Information given:
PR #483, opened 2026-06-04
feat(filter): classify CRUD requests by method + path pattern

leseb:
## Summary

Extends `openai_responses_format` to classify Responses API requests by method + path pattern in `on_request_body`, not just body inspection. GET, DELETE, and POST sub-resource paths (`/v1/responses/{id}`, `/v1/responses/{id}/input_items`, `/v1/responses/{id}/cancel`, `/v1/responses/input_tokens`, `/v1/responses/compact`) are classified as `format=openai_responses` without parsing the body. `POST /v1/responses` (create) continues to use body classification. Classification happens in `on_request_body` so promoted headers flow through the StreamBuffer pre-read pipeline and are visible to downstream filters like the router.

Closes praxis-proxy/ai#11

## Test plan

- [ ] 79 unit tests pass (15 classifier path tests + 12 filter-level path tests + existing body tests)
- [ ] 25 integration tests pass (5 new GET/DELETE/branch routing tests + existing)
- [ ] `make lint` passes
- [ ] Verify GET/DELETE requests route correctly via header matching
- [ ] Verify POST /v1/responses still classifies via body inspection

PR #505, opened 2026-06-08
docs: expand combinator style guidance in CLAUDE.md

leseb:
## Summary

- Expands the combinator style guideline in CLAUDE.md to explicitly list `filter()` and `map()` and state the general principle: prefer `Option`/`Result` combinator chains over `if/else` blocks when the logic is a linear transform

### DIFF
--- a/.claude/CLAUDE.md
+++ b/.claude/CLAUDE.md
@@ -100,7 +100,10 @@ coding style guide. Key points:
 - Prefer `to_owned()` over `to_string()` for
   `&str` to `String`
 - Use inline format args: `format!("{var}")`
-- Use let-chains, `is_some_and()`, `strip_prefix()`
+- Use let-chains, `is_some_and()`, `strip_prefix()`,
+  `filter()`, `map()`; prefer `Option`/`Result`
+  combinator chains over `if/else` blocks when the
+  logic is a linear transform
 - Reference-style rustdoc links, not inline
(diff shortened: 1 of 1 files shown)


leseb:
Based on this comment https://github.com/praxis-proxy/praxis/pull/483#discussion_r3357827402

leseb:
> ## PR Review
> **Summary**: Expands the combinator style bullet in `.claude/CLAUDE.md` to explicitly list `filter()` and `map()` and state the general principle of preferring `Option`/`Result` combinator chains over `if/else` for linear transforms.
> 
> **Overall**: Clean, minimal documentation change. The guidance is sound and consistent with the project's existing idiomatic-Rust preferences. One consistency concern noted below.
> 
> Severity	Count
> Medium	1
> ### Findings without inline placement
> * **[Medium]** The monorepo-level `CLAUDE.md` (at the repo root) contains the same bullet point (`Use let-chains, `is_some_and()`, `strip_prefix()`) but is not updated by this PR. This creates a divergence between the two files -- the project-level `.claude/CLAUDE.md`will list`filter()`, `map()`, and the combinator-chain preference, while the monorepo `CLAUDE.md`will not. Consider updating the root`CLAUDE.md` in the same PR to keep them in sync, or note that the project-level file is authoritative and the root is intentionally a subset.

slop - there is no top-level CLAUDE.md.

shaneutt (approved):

Task requirements:
Please give the listing again exactly, line for line.

Reply to the exercise:
PR #483, opened 2026-06-04
feat(filter): classify CRUD requests by method + path pattern

leseb:
## Summary

Extends `openai_responses_format` to classify Responses API requests by method + path pattern in `on_request_body`, not just body inspection. GET, DELETE, and POST sub-resource paths (`/v1/responses/{id}`, `/v1/responses/{id}/input_items`, `/v1/responses/{id}/cancel`, `/v1/responses/input_tokens`, `/v1/responses/compact`) are classified as `format=openai_responses` without parsing the body. `POST /v1/responses` (create) continues to use body classification. Classification happens in `on_request_body` so promoted headers flow through the StreamBuffer pre-read pipeline and are visible to downstream filters like the router.

Closes praxis-proxy/ai#11

## Test plan

- [ ] 79 unit tests pass (15 classifier path tests + 12 filter-level path tests + existing body tests)
- [ ] 25 integration tests pass (5 new GET/DELETE/branch routing tests + existing)
- [ ] `make lint` passes
- [ ] Verify GET/DELETE requests route correctly via header matching
- [ ] Verify POST /v1/responses still classifies via body inspection

PR #505, opened 2026-06-08
docs: expand combinator style guidance in CLAUDE.md

leseb:
## Summary

- Expands the combinator style guideline in CLAUDE.md to explicitly list `filter()` and `map()` and state the general principle: prefer `Option`/`Result` combinator chains over `if/else` blocks when the logic is a linear transform

### DIFF
--- a/.claude/CLAUDE.md
+++ b/.claude/CLAUDE.md
@@ -100,7 +100,10 @@ coding style guide. Key points:
 - Prefer `to_owned()` over `to_string()` for
   `&str` to `String`
 - Use inline format args: `format!("{var}")`
-- Use let-chains, `is_some_and()`, `strip_prefix()`
+- Use let-chains, `is_some_and()`, `strip_prefix()`,
+  `filter()`, `map()`; prefer `Option`/`Result`
+  combinator chains over `if/else` blocks when the
+  logic is a linear transform
 - Reference-style rustdoc links, not inline
(diff shortened: 1 of 1 files shown)


leseb:
Based on this comment https://github.com/praxis-proxy/praxis/pull/483#discussion_r3357827402

leseb:
> ## PR Review
> **Summary**: Expands the combinator style bullet in `.claude/CLAUDE.md` to explicitly list `filter()` and `map()` and state the general principle of preferring `Option`/`Result` combinator chains over `if/else` for linear transforms.
> 
> **Overall**: Clean, minimal documentation change. The guidance is sound and consistent with the project's existing idiomatic-Rust preferences. One consistency concern noted below.
> 
> Severity	Count
> Medium	1
> ### Findings without inline placement
> * **[Medium]** The monorepo-level `CLAUDE.md` (at the repo root) contains the same bullet point (`Use let-chains, `is_some_and()`, `strip_prefix()`) but is not updated by this PR. This creates a divergence between the two files -- the project-level `.claude/CLAUDE.md`will list`filter()`, `map()`, and the combinator-chain preference, while the monorepo `CLAUDE.md`will not. Consider updating the root`CLAUDE.md` in the same PR to keep them in sync, or note that the project-level file is authoritative and the root is intentionally a subset.

slop - there is no top-level CLAUDE.md.

shaneutt (approved):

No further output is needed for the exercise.